● WHAT YOU WILL DO: Go through the material below and tally every line with the string "customer". Reply with the number only.

(AVAILABLE DATA Opens)

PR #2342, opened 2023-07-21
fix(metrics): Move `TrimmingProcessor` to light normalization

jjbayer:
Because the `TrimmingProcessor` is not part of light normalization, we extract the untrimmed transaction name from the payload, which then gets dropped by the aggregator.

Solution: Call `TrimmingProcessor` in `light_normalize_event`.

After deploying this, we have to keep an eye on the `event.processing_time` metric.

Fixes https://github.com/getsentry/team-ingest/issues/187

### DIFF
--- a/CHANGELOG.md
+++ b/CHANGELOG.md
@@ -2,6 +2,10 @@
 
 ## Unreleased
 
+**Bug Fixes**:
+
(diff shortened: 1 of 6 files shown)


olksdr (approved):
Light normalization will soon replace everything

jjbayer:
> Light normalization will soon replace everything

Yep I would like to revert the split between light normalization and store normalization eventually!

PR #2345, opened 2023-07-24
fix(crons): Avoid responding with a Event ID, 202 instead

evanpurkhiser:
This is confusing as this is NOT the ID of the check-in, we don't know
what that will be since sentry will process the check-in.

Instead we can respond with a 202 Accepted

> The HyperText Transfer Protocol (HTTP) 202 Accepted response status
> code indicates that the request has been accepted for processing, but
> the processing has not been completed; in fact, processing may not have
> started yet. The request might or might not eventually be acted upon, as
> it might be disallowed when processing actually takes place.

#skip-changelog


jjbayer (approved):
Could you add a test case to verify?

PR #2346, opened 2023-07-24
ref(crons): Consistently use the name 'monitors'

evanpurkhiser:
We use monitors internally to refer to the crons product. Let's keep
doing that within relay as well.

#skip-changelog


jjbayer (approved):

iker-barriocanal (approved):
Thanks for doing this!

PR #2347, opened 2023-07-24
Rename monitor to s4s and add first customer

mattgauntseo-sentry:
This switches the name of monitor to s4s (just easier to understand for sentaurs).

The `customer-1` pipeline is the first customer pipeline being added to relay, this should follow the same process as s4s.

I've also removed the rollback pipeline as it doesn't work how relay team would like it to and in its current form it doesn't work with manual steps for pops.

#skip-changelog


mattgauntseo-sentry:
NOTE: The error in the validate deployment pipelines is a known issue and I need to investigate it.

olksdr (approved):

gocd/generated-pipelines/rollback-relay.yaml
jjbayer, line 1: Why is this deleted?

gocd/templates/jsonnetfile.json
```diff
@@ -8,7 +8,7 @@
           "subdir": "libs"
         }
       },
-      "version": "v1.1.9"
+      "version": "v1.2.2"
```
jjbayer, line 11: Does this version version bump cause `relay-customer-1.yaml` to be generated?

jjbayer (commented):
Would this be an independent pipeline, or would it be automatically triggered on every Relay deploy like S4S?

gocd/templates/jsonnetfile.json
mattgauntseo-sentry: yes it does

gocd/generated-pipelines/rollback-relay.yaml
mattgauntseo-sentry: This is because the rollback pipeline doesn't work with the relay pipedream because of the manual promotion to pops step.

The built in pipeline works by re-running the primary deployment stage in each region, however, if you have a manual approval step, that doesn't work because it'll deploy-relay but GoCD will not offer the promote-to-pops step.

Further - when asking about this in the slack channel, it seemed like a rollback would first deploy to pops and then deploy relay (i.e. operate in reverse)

(AVAILABLE DATA Closes)

● RESPONSE BELOW: 3